Now you may say "well, that's not the situation here", but that's irrelevant. By granting to the judiciary the power to rule on these issues
at all, you are granting to them the power to issue TRO's under
every set of facts, and its only on appeal that it might get straightened out.
There were hundreds if not thousands of "little folks" caught up in the hastily-conceived and executed travel ban - folks who had valid visas or even green cards, who had played by the rules and acted in good faith reliance on those rules, and who were without warning turned away and forced to return from where they came.
So
what?

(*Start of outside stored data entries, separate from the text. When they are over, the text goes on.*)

PR #1113, opened 2024-04-24
Update notification banners to use h3s where appropriate

DavidBiddle:

Trello card: https://trello.com/c/V7Xpdemm/1477-trial-account-banner-content-has-been-styled-as-a-heading-but-is-not-programmatically-a-heading

Most of our notification banners contain a heading and some other content, and we were using the govuk-components gem's `with_heading` helper to add the heading. Unfortunately, the `with_heading` helper generates a `p` element by default, because the design system allows the `govuk-notification-banner__heading` to be used for both [large notification text which isn't semantically a heading](https://design-system.service.gov.uk/components/notification-banner/whole-service/) and as [a heading for other content](https://design-system.service.gov.uk/components/notification-banner/success/). 

This PR supplies the `with_heading` function with the new `tag` argument. We now set the `tag` value to:
- `h3` if the notification banner also contains other content as well as the heading
- `p` if the notification banner doesn't have any other text in.

Also includes:
- rejigging the trial group message to use `with_heading` for consistency.
- removing the MakeLiveWarning component, a component which seems to only exist to supply a nitification abnner we no longer use.

No screenshots as there's no visual change.


thomasiles (approved):
nice! works locally and tags look right 👍

PR #1116, opened 2024-04-25
Add base form object for forms that confirm an action

stephencdaly:

Trello card: https://trello.com/c/XCLShuwW/1483-upgrade-groups-org-admin-can-upgrade-a-group-without-a-request

As part of this trello card, we are adding a page with Yes/No radio buttons for the user to confirm that they want to archive the form.

We already have a few pages for different actions where we ask the user to select "Yes" or "No" to confirm whether they want to continue with the action or not, and we follow slightly different patterns for some of these. Add a base form object that can be inherited for forms that need simple yes/no radios so this code is re-used.


app/views/forms/delete_confirmation/delete.html.erb
```diff
@@ -5,7 +5,8 @@
     <%= f.govuk_error_summary %>
   <% end %>
   <span class="govuk-caption-l"><%= @item_name %></span>
-  <%= f.govuk_collection_radio_buttons :confirm_deletion, @confirm_deletion_options, :value,
+  <%= f.govuk_collection_radio_buttons :confirm,
```
chao-xian, line 8: I'm not clear what's going on here?

chao-xian (commented):
Looks really sensible and great overall but I'm not clear on where we call the radio button component what's going on there

app/views/forms/delete_confirmation/delete.html.erb
stephencdaly: I wasn't either, and I'm still not entirely, but it's following this https://govuk-form-builder.netlify.app/form-elements/radios/#populating-values-labels-and-hints-with-procs

chao-xian: ah ok... thanks for pointing me to that! had no idea.

chao-xian (approved):

PR #1127, opened 2024-04-30
Rename form objects

stephencdaly:

Rename form objects to have suffix "Input".

The suffix "Form" for form objects which represent the input fields on a HTML form was difficult to work with, as we have a "Form" entity represing a GOV.UK Forms form, which is used throughout the application.

Use the suffix "Input" for form objects, to hopefully avoid this point of confusion.


lfdebrux (approved):
Looks good to me, I've tested locally and found no issues.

You're arguing that the policy is mean-spirited and works a hardship -- which is a completely different question from whether it is
unconstitutional.
And do you even understand what the court ordered? It didn't just permit those already in transit to complete their trip, nor was it limited just to green card recipients being able to return home -- the Administration had already said they could. The court actually required the granting of
new visas and continued granting of refugee status to people still sitting at home in their own countries. The whole issue of "people being stuck" is utter B.S. when you examine the scope of the Court's order. The decision is absolutely breathtaking in scope.
That's injustice and real harm, by most folks' standards, and that's why courts exist, to prevent such injustice and temper such harm.
Oh good grief. No, that's not why they exist. They exist to interpret the law,
even if the law is unjust, harmful, or mean.